# Fuel



## kadora (Jan 23, 2013)

Hello 
I need your help guys / I am new in this hobby/ . I have finished 3 engines 
/ four stroke / and i would like to run them.The only place where i can run engines is  my flat. Using benzine is too smelly for my family.
I have tried  to feed engines with propane butane gas but i am not able to ignite this gas properly .
I read that alcohol could be used as fuel but i am not sure.   
If you know about some "fragrant"       fuel please give me advice .
Thank you


----------



## Rustkolector (Jan 23, 2013)

Kadora,
You should to be able to get any functioning engine to run at constant speed on propane gas using most any carburetor. Variable speed is more difficult and requires tuning a carb to the engine.

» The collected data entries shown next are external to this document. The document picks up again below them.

PR #219, opened 2018-12-12
Removed unnecessary changes from upstreamed system properties

uday344:
This PR is an extension of https://github.com/dsp-jetpack/JetPack/pull/202

### DIFF
--- a/src/pilot/assign_role.py
+++ b/src/pilot/assign_role.py
@@ -29,7 +29,6 @@ import sys
 import yaml
 
 from dracclient import utils
-from dracclient import client
 from dracclient.constants import POWER_OFF
 from dracclient.exceptions import DRACOperationFailed, \
     DRACUnexpectedReturnValue, WSManInvalidResponse, WSManRequestFailure
@@ -42,6 +41,12 @@ from logging_helper import LoggingHelper
 import requests.packages
 from ironicclient.common.apiclient.exceptions import InternalServerError
 
+discover_nodes_path = os.path.join(os.path.expanduser('~'),
+                                   'pilot/discover_nodes')
+
+sys.path.append(discover_nodes_path)
+
+from discover_nodes.dracclient.client import DRACClient  # noqa
 requests.packages.urllib3.disable_warnings()
 
 # Perform basic configuration of the logging system, which configures the root
@@ -224,7 +229,7 @@ def get_drac_client(node_definition_filename, node):
     drac_ip, drac_user, drac_password = \
         CredentialHelper.get_drac_creds_from_node(node,
                                                   node_definition_filename)
-    drac_client = client.DRACClient(drac_ip, drac_user, drac_password)
+    drac_client = DRACClient(drac_ip, drac_user, drac_password)
     # TODO: Validate the IP address is an iDRAC.
     #
     #       This could detect an error by an off-roading user who provided an
--- a/src/pilot/discover_nodes/discover_nodes.py
+++ b/src/pilot/discover_nodes/discover_nodes.py
@@ -19,7 +19,6 @@ from __future__ import print_function
 
 import argparse
 from collections import namedtuple
-from dracclient import client
 from exceptions import ValueError
 import json
 import logging
@@ -30,6 +29,8 @@ import dracclient.exceptions
 import dracclient.utils
 import netaddr
 import requests.packages
+
+import discover_nodes.dracclient.client as discover_nodes_dracclient
 
 # Suppress InsecureRequestWarning: Unverified HTTPS request is being
 # made. See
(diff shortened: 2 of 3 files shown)


src/pilot/assign_role.py
```diff
@@ -42,6 +41,12 @@
 import requests.packages
 from ironicclient.common.apiclient.exceptions import InternalServerError
 
+discover_nodes_path = os.path.join(os.path.expanduser('~'),
+                                   'pilot/discover_nodes')
+
+sys.path.append(discover_nodes_path)
+
+from discover_nodes.dracclient.client import DRACClient  # noqa
```
digambar15: Let's stick to - 
from discover_nodes.dracclient import client  
to be consistent with other imports.

src/pilot/assign_role.py
```diff
@@ -224,7 +229,7 @@ def get_drac_client(node_definition_filename, node):
     drac_ip, drac_user, drac_password = \
         CredentialHelper.get_drac_creds_from_node(node,
                                                   node_definition_filename)
-    drac_client = client.DRACClient(drac_ip, drac_user, drac_password)
+    drac_client = DRACClient(drac_ip, drac_user, drac_password)
```
digambar15: if we add above import change, then we dont require change here

src/pilot/discover_nodes/discover_nodes.py
```diff
@@ -31,6 +30,8 @@
 import netaddr
 import requests.packages
 
+import discover_nodes.dracclient.client as discover_nodes_dracclient
```
digambar15: Ditto

src/pilot/discover_nodes/discover_nodes.py
```diff
@@ -366,9 +367,9 @@ def scan_one(scan_info):
     # protocol. See the DMTF's "Web Services for Management
     # (WS-Management) Specification"
     # (http://www.dmtf.org/sites/default/files/standards/documents/DSP0226_1.2.0.pdf).
-    drac_client = client.DRACClient(scan_info.ip_address,
-                                    scan_info.user_name,
-                                    scan_info.password)
+    client = discover_nodes_dracclient.DRACClient(scan_info.ip_address,
```
digambar15: Same as above

src/pilot/assign_role.py
cdearborn: Can you explain why we are making the change so that assign_role uses the discover_nodes DRACClient instead of the DRACClient from python-dracclient?  Ideally, we want to eliminate the discover_nodes DRACClient and switch everything to the python-dracclient DRACClient.

src/pilot/discover_nodes/discover_nodes.py
cdearborn: Same here.  I don't understand why we are switching to DRACClient in discover_nodes.

cdearborn:
The changes in config_idrac.py looks good (thanks for remembering to do that).  I'm not sure about the changes to assign_role and discover_nodes though.

src/pilot/assign_role.py
uday344: My intention behind this PR was to remove extra added dracclients (which was added in https://github.com/dsp-jetpack/JetPack/pull/202) and to make fewer changes in code.

In assign_role.py 

I have removed upstream dracclient and reverted back downstream dracclient (Same as Master).
https://github.com/dsp-jetpack/JetPack/blob/8cff5fd7c2ed90876d4cf851862a30bf756480d7/src/pilot/assign_role.py#L49

Above changes eventually point to 
https://github.com/dsp-jetpack/JetPack/blob/8cff5fd7c2ed90876d4cf851862a30bf756480d7/src/pilot/assign_role.py#L904

Earlier this change is done via newly imported upstream dracclient, but now it is working from downstream via inheritance.

Again this is up to us if we want to incorporate these changes.

src/pilot/discover_nodes/discover_nodes.py
uday344: As stated in the above comment this change is also done for the same purpose.
Removed upstream dracclient and reverted back downstream dracclient (same as master).
This changes eventually point to https://github.com/dsp-jetpack/JetPack/blob/8cff5fd7c2ed90876d4cf851862a30bf756480d7/src/pilot/discover_nodes/discover_nodes.py#L390 and https://github.com/dsp-jetpack/JetPack/blob/8cff5fd7c2ed90876d4cf851862a30bf756480d7/src/pilot/discover_nodes/discover_nodes.py#L391

Earlier this change is done via newly imported upstream dracclient, but now it is working from downstream via inheritance.

uday344:
My intention behind this PR was to remove extra added dracclients (which was added in #202) and to make fewer changes in code as compared to Master's Code.

Please note that this PR is optional and it does not have any dependencies, this can be considered as code optimizations and improvements.

src/pilot/assign_role.py
dpaterson: question: what is #noqa comment for?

In either case, it will require a gas demand regulator (plans available on the net) and a low pressure regulator (4" hg. to 1 psi) to provide reliable starting. You might need a restrictor plate in the carb throat to provide adequate draw on the fuel line. Also, open up the spark gap. Propane is an excellent fuel, with very little odor. Unfortunately, the carbon monoxide danger is still present with propane. Keep a CO monitor handy. 

Jeff


----------



## kadora (Jan 24, 2013)

Hello
Thank you very much Rustkolector for your information.
I will open spark gap according your advice and to build
the demand regulator .

This forum is SIMPLY THE BEST.


----------



## lensman57 (Jan 24, 2013)

kadora said:


> Hello
> I need your help guys / I am new in this hobby/ . I have finished 3 engines
> / four stroke / and i would like to run them.The only place where i can run engines is  my flat. Using benzine is too smelly for my family.
> I have tried  to feed engines with propane butane gas but i am not able to ignite this gas properly .
> ...


 
Hi,

This is not what you want to hear but I strongly advise you not to run any IC engine of anysort indoors, particularly a flat. It is just too dagerous because of fire risk and the fumes. Try and run these outside to make sure that they run and if anything goes wrong then atleast there is no risk of fire or danger to life and property.

Regards,

A.G


----------



## Till (Jan 24, 2013)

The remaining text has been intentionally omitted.